Ветка кивнула. Ей стало намного теплей. И что совсем уж никуда не годилось – к глазам подступили слезы. В тот момент она сдержалась. Каким-то чудом нашла в себе силы и, затолкав эмоции поглубже, перевела разговор на учебу. И так, непонятно на чем, продержалась еще два урока. Почему продержалась? Да потому что Ветка оказалась совершенно не готовой к тому, что ее друзья проявят ту деликатность и чувство такта, на которые она не смела даже рассчитывать. Ей хотелось зареветь, обнять каждого, сказать, как для нее это важно. Но что-то внутри не давало раскиснуть до такой степени. Королевы не плачут. У них все хорошо. Слезы и сопли – прерогатива неудачников. Она не такая. Не такая! И все тут…
– Эй, Сандалова! Ты куда?! – всполошилась Клеточка, когда она встала посреди урока, все же не выдержав. Ветка не потрудилась объяснить. Держа спину неестественно прямо, она неторопливо прошла через класс, плотно прикрыла за собой дверь и так же не спеша прошла по коридору. А вот как она очутилась в своем тайном месте, Вета уже не помнила. Она вообще пришла в себя, только когда услышала тихий голос Краснова:
– Так и знал, что найду тебя здесь.
– Вопрос, зачем ты меня искал.
– Затем, что тебе это нужно, Сандалова.
Вета резко обернулась. Хотела бросить что-то злое. Может быть – «черта с два». Или – «иди к своей рыжей!». Но почему-то язык не поворачивался его прогнать. Никаких сил, никакой показной бравады в ней не осталось. Так что, когда Сема к ней потянулся, она не оттолкнула его. О, нет. Напротив. Подалась к нему всем своим дрожащим от вибрирующих в нем эмоций телом.
Как бы там ни было, они всегда возвращались друг к другу. Слишком разные, чтобы быть вместе, да. Но такие одинаково неприкаянные…

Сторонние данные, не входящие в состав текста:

Issue #319, opened 2017-01-24
Cancellation in Ix.Async introduces subtle race conditions


danielcweber:
Currently, `AsyncIterator`, the base class of most implementations of `IAsyncEnumerable` [registers a callback](https://github.com/Reactive-Extensions/Rx.NET/blob/master/Ix.NET/Source/System.Interactive.Async/AsyncIterator.cs#L87) in its `MoveNext` method on the `CancellationToken` that was passed in.

Overrides of `Dispose` regularly dispose and nullify inner instances of `IAsyncEnumerable`, [e.g. in the TakeWhile operator](https://github.com/Reactive-Extensions/Rx.NET/blob/b84974db5d4940b88308b98723893cce9f10f386/Ix.NET/Source/System.Interactive.Async/Take.cs#L87).

This introduces race conditions. While `MoveNextCore` might observe the current iterator state to be ` AsyncIteratorState.Iterating`, it may be cancelled at the very next moment, throwing a `NullReferenceException` ([e.g. here](https://github.com/Reactive-Extensions/Rx.NET/blob/b84974db5d4940b88308b98723893cce9f10f386/Ix.NET/Source/System.Interactive.Async/Take.cs#L108)). I've been runnng into those repeatedly since upgrading to v3.

There might be conflicting views on this. One might state that, when you cancel an async iterator, all bets are off. I believe that the only thing that should be thrown are `TaskCanceledExceptions`, and such things as `NullReferenceExceptions` cannot be anticipated or handled well. As a result, you cannot write good async software that properly supports cancellation.

A possible workaround might be avoid the `CancellationToken` callback and check `IsCancellationRequested` in `MoveNext` before and after the call to `MoveNextCore`, disposing the iterator if necessary. There might, however, be code around that relies on the iterator being disposed immediately.

Any thoughts on this?

onovotny:
Do you have a repro of this? Are the iterator and `Dispose` being called on different threads?

The iterator itself is not thread-safe, and was never intended to be so far. That said, I agree we should never be throwing `NullReferenceException`'s. Once `Dispose` is called, `Current` will be `default(T)`, so essentially useless. In the case you highlighted, the fix could be just to do `enumerator?.Current` to protect against the condition you describe, but I'd like to understand how you got there if the iterator was only "touched" by a single thread?

>There might, however, be code around that relies on the iterator being disposed immediately.
I'm fairly sure there is....but I'd have to check.

danielcweber:
[...]

PR #320, opened 2017-01-25
Eat exceptions in the MoveNext that come as a result of a cancelation

onovotny:
Fix for #319

### DIFF
--- a/Ix.NET/Source/System.Interactive.Async/AsyncIterator.cs
+++ b/Ix.NET/Source/System.Interactive.Async/AsyncIterator.cs
@@ -90,7 +90,7 @@ namespace System.Linq
                     try
                     {
                         // Short circuit and don't even call MoveNexCore
-                        cancellationToken.ThrowIfCancellationRequested();
+                        cts.Token.ThrowIfCancellationRequested();
 
                         var result = await MoveNextCore(cts.Token)
                                          .ConfigureAwait(false);
@@ -101,8 +101,16 @@ namespace System.Linq
                     }
                     catch
                     {
+                        // preserve this before calling Dispose, which will always set IsCancellationRequested
+                        var cxlRequested = cts.IsCancellationRequested;
+
                         currentIsInvalid = true;
                         Dispose();
+
+                        // throw a cxl if it was from an incoming request
+                        if(cxlRequested)
+                            cts.Token.ThrowIfCancellationRequested();
+
                         throw;
                     }
                 }


danielcweber:
I'm not convinced. This would swallow the `NullReferenceException`described in #319, but that would mean masking a bug. Moreover, as long as Dispose can be called while `MoveNextCore` is running, you cannot easily avoid those exceptions (unless every operator locks its `Dispose` override). They will be thrown anyway, which might also be a performance issue.

onovotny:
I'm not sure that there's any way to properly synchronize/clean up these iterators -- or that we really care about what happens after a cancel, long as Dispose is called to clean up the chain.

I'm not sure putting a lock around `MoveNextCore` and `Dispose` to prevent this overlap is a good idea either due to perf. Further, `Dispose` today acts like a Cancel, so it actually has to be able to be called while in `MoveNextCore` or that's a breaking change.

Ix.NET/Source/System.Interactive.Async/AsyncIterator.cs
```diff
@@ -101,8 +101,16 @@ public TSource Current
                     }
                     catch
                     {
+                        // capture here as Dispose will set
```
shiftkey: Is this comment missing something after `set`?

Ix.NET/Source/System.Interactive.Async/AsyncIterator.cs
```diff
@@ -90,7 +90,7 @@ public TSource Current
                     try
                     {
                         // Short circuit and don't even call MoveNexCore
-                        cancellationToken.ThrowIfCancellationRequested();
+                        cts.Token.ThrowIfCancellationRequested();
```
shiftkey: Yep, this feels more correct

Ix.NET/Source/System.Interactive.Async/AsyncIterator.cs
onovotny: I can clarify -- it's more that Dispose sets "IsCancelRequest" to true always since Dispose calls Cancel. So we need to capture the state before we call dispose.

shiftkey: Aha, so what about something like
```
// preserve this before calling Dispose, which will always set IsCancellationRequested
```

danielcweber:
What if `Dispose` would continue to act as a Cancel (which is IMO good and intended behaviour) , but a cancellation would not dispose the enumerator right away?

I had a look at some IAsyncEnumerable-consuming methods in Ix and my code. The usual pattern is to guard IAsyncEnumerator `e` by a using block, and passing any outer `CancellationToken` to `MoveNext`. This pattern does not dispose `e` when `ct` is cancelled, it does so only after `MoveNext` throws (or completes).

Second, there is a somewhat circular behavior that doesn't feel right. `MoveNext` registers on `ct` and calls `Dispose` on cancellation, but `Dispose` cancels its own `CancellationTokenSource`. The usage pattern described above is not reflected here.

I see that automatically disposing the enumerator on cancellation protects against wrong usage of the enumerator, i.e. not wrapping `e` in a `using` block etc. Do we really have to make such misleading guarantees at the risk of throwing strange `NullReferenceExceptions`? Does it solve dangerous potential memory leaks? I think the reality is worse: The avove approach still frees the user of taking care of the enumerator properly, but does so by hiding possible bugs in Ix.

I suggest not registering on `ct` in `MoveNext`. Instead `MoveNext` should check `ct` before and after `MoveNextCore` and catch `TaskCanceledExceptions`, disposing the instance only at safe points. Still, `Dispose` has to cancel its inner `CancellationTokenSource`.

danielcweber:
I checked into this since we're having lots of stray (unobserved task-)exceptions that we cannot really get rid of and is polluting our logs. We work a lot with cancellation so this is important to us.

For a test, I uncommented [this](https://github.com/Reactive-Extensions/Rx.NET/blob/develop/Ix.NET/Source/System.Interactive.Async/AsyncIterator.cs#L87) on the develop branch. The tests are still green. Should `MoveNextCore` throw a `TaskCancelledException`, this will be caught [here](https://github.com/Reactive-Extensions/Rx.NET/blob/develop/Ix.NET/Source/System.Interactive.Async/AsyncIterator.cs#L102) and the iterator will be disposed. So now we have a safe point at where to dispose the iterator and will never do so in beetween calls to `MoveNextCore`.

What will be broken by the proposed changed behaviour?
- When the local `cancellationToken` in `MoveNext` is cancelled, the field `cancellationTokenSource` will not be cancelled right away, but this is not observable to `MoveNextCore` - it only sees the combined token anyway.
- `MoveNextCore` overrides might not observe the cancellationToken and possibly run forever - which I would consider a bug. Disposing the iterator however will not help stopping `MoveNextCore` either.
- `MoveNextCore` might complete without throwing. A check on `cancellationToken` just before [this line](https://github.com/Reactive-Extensions/Rx.NET/blob/develop/Ix.NET/Source/System.Interactive.Async/AsyncIterator.cs#L98) can dispose the iterator at a safe point.

Please also note my points from above, I still think they are valid: If you consume your async iterator in a while loop, you usually have the enumerator in a `using` block, only disposing it when `MoveNext` throws (or returns `false`) but never in betwwen. We should reflect this pattern.

I'll happily provide a pull request.

onovotny:
I'm still not sure....I don't think that behavior is correct. What were the issues from my proposed PR, which fixes it a different way?

danielcweber:
No issues with the PR per se, it's only that eating all exceptions is generally bad style. Moreover, they will still be thrown, which means a stack walk every time and whatnot. And you have no way of circumventing these exceptions. If you will, they are not even exceptional if they happen as part of normal design. Exceptions must be exceptional.

I cannot say that the resulting behavior is correct or not - IMO, I do not expect an object to dispose itself when I cancel one of its methods. But consumers of Ix.Async might see it different, however, there's no test asserting this particular behavior.

danielcweber:
Opened a pull request to outline my idea and for further discussions. Sorry for nagging. We really cannot work around this issue in our own code alone.

danielcweber:
@onovotny Since C# 8's async iterators feature will deal with cancellation in a whole different way, this PR is obsolete and can be closed.

PR #325, opened 2017-02-10
EventLoopScheduler: set _nextItem to null on Tick

TobBrandt-Work:
This fixes a potential memory leak. 

If _queue is empty after the item is removed from it, then _nextItem is never overriden and therefore keeps a reference to item.
Until another action is scheduled with a future due time, the item and all its associated state is kept in memory.


bartdesmet:
@TobBrandt-Work, thanks for your contribution. We're looking into adding this to Rx 4.0 but there seems to be a merge conflict. If you have time to help to resolve this, feel free to do so. If you don't, that's fine too, and we'll have a look over here. The CI issue should have been resolved by now, so once the merge conflict goes away, I'd expect everything to turn green.

TobBrandt-Work:
I have merged in the changes from upstream.

onovotny:
@TobBrandt-Work Can you please rebase this off of `develop`? It should not be going into master.

Thanks

TobBrandt-Work:
I cannot change the source branch of the PR (at least I don't know how).

New PR: https://github.com/Reactive-Extensions/Rx.NET/pull/421

PR #329, opened 2017-02-21
fix removing elements other than top

astrofishgames:


akarnokd:
Honestly I don't know how PriorityQueue should behave or how it is working, but if this PR intends to fix a bug, there should be an unit test verifying the fix and also showing the bug in the current version.

danielcweber:
@astrofishgames Could you give us some insights of what this PR fixes?

danielcweber:
I reproduced the bug and rebased the fix from this PR onto the lastest master, closing this in favor of https://github.com/dotnet/reactive/pull/569/commits.

PR #340, opened 2017-03-31
WIP Fix #319

### LINKED ISSUE #319: Cancellation in Ix.Async introduces subtle race conditions

danielcweber:
Alternative to #320.

This fix will restore the behavior of `AnonymousAsyncEnumerator<T>` in Rx 2.x which did not observe the `CancellationToken` passed to `MoveNext` and subsequently did not dispose the enumerator on cancellation.

While #320 catches all exceptions occuring due to races (refer to #319 for details), this fix will hopefully prevent such races.

### DIFF
--- a/Ix.NET/Source/System.Interactive.Async/AsyncIterator.cs
+++ b/Ix.NET/Source/System.Interactive.Async/AsyncIterator.cs
@@ -84,7 +84,6 @@ namespace System.Linq
                     return false;
                 }
 
-                using (cancellationToken.Register(Dispose))
                 using (var cts = CancellationTokenSource.CreateLinkedTokenSource(cancellationToken, cancellationTokenSource.Token))
                 {
                     try
@@ -95,6 +94,7 @@ namespace System.Linq
                         var result = await MoveNextCore(cts.Token)
                                          .ConfigureAwait(false);
 
+                        cancellationToken.ThrowIfCancellationRequested();
                         currentIsInvalid = !result; // if move next is false, invalid otherwise valid
 
                         return result;


danielcweber:
Tried to rebase the changes onto the master branch for a possible 3.x release but the build system has already moved to 4.0 I guess.

onovotny:
Tagging @bartdesmet @shiftkey @mattpodwysocki As per the discussion in the issue, I'm not sure if this is the correct behavior or leads to other bugs/memory leaks. Is this or #320 a better fix?

danielcweber:
@onovotny Since C# 8's async iterators feature will deal with cancellation in a whole different way, this PR is obsolete and can be closed.

danielcweber:
Since C# 8's async iterators feature will deal with cancellation in a whole different way, this PR is obsolete and can be closed.

PR #343, opened 2017-04-13
Initial implementation of C# 7.0 task-like support for observables

bartdesmet:
This PR contains an initial implementation of task-like support for `IObservable<T>`. Given that we can't put the required `AsyncMethodBuilder` attribute on the interface in the BCL, we have to use an alternative type, so I'm introducing `ITaskObservable<T>` (obviously derived from `IObservable<T>`) which both complies with the task-like requirements and exposes the awaiter pattern. The reason an interface is used is to enable usage in a covariant manner on interfaces and delegate types.

Example:
```csharp
async ITaskObservable<int> RxAsync()
{ 
    var res = await Observable.Return(21).Delay(TimeSpan.FromSeconds(1)); 
    return res * 2; 
}
```


RxDave:
How about also refactoring all of the operators that return singleton observables to return `ITaskObservable<T>` instead? E.g., FirstAsync, LastAsync, Aggregates, etc.

I remember when I was teaching people how to use Rx a few years back (pre-async methods), one of the most common complaints was the ambiguity between an `IObservable<T>` that is known to only contain a single value vs. an instance that contains many values, and I never had a satisfactory explanation for this. Async methods kind of made it a moot point, but do you think it would still be worth making the change?

mikehaas763:
With the goal being that you can await on an observable in order to get the first item in the stream?

bartdesmet:
@RxDave - This is something we may consider. I'll give it some more thought.
@mikehaas763 - Await support for observables already exists in Rx; this adds support to return an observable from an asynchronous method, with the goal to make it easier to e.g. implement interfaces that have an observable-based return type and want to do away with observable/task converters when implementing such methods using `async`.

mikehaas763:
I see cool cool

PR #397, opened 2017-04-26
Reduction of producer/sink overheads

bartdesmet:
This mirrors some of the design points we had for the Reactor service here at Bing. With previous PRs, I've detached the `IObservable<T>` "plane" from the underlying observer "plane" by reducing the "parent" reference to only the things needed by the hot observers/sinks.

In this change, the `Run` method of producers has been changed to eliminate the need for a `setSink` callback, pushing some wiring to the base class. This reduces delegate allocations. Furthermore, the `IDisposable` objects referenced by a subscription have been reduced in terms of indirection levels (1 stable composite + 2 single assignment to 1 specialized + 1 single assignment).

More stuff may follow later after some more design thoughts over here. The event processing pipeline in Reactor has some different design points compared to Rx (in particular, allowing for traversal of the dynamically evolving runtime operator graph at any point of its execution to facility things beyond disposal, e.g. checkpoint and recovery), so some work is needed in converging the two.


Rx.NET/Source/Directory.build.props
```diff
@@ -6,7 +6,7 @@
     <MinClientVersion>2.12</MinClientVersion>
     <GenerateDocumentationFile Condition=" '$(Configuration)' == 'Release' ">true</GenerateDocumentationFile>
     <Authors>.NET Foundation and Contributors</Authors>
-    <UseFullSemVerForNuGet>true</UseFullSemVerForNuGet>
+    <UseFullSemVerForNuGet>false</UseFullSemVerForNuGet>
```
onovotny: Why disable this? VS 15.3 supports this as does VS 2015 with NuGet 3.6. This is also only for preview builds.

bartdesmet: Not sure; just synced back to `master` and messed up things.

onovotny: Hmm...this looks like a weird merge.

onovotny:
@bartdesmet, `master` shouldn't be merged into your dev branch, that should be `develop`. `master` is 3.x. `develop` is the 4.x stuff and has a lot of changes from `master`. Can you try a hard reset of your branch to before https://github.com/Reactive-Extensions/Rx.NET/pull/397/commits/b55957f50cbcfb444e8c58f318967349ec7cb48a and then merge/rebase off of `develop`?

bartdesmet:
Yeah have been using the same commands as everywhere else internally or .NET Core, coming from `master` rather than `develop`. Fixed now.

onovotny:
Cool. I've been keeping work in develop so that we could potentially easily do hotfixes from master. That said, I have no objection to merging this stuff into master if we went to develop from there instead.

Тамерлан играл несуществующими мышцами перед зеркалом в ванной, когда дверь в неё широко распахнулась. Парень испуганно дернулся, отчего полотенце, которое он повязал на бедрах, едва не слетело на кафельный пол.
– О господи, мама, какого черта! – заорал Там, придерживая отсыревшую тряпку сразу двумя руками и ненавидя собственный сорвавшийся голос практически так же, как свою недоразвитую мускулатуру, огромный кадык и не желающие расти там, где им следует, волосы.
– Нет, ну вы только на него посмотрите! Как будто я чего-то не видела… – закатила глаза Сара Измайловна, но все же, хвала небесам, проявила несвойственную ей тактичность и вышла. С губ Тамерлана сорвался полный облегчения вздох. Остужая закипевшую голову, он прижался лбом к прохладной, покрытой капельками конденсата стене и с удовольствием выругался.
Это, конечно, смешно, но в чем-то его мать была даже права. В свои почти восемнадцать Там не слишком-то отличался от мальчика, которому она меняла пеленки. И это было просто пипец какой огромной проблемой. Для него – так точно. Там изучил всю литературу, которую смог найти в интернете, прочесал все имеющиеся в доме медицинские справочники, чтобы понять, какого черта с ним происходит. Конечно, он мог поступить гораздо проще – спросить у матери. Однажды, с трудом справившись со стыдом, он так и сделал. Проблема в том, что его категорически не удовлетворили пространственные объяснения Сары Измайловны. Более того, они показались ему несостоятельными и даже непозволительными для такого опытного специалиста, как его мать, которая списала все его проблемы на то, что он у неё «поздний мальчик». Прозвучало это, конечно, красиво и в какой-то мере даже обнадеживающе. Да только к тому моменту Тамерлан уже знал, что официальная медицина объясняет происходящее с ним задержкой полового развития. И такой диагноз, как ты его не обставь, какое альтернативное название ему не придумай, для любого нормального парня звучал практически как приговор.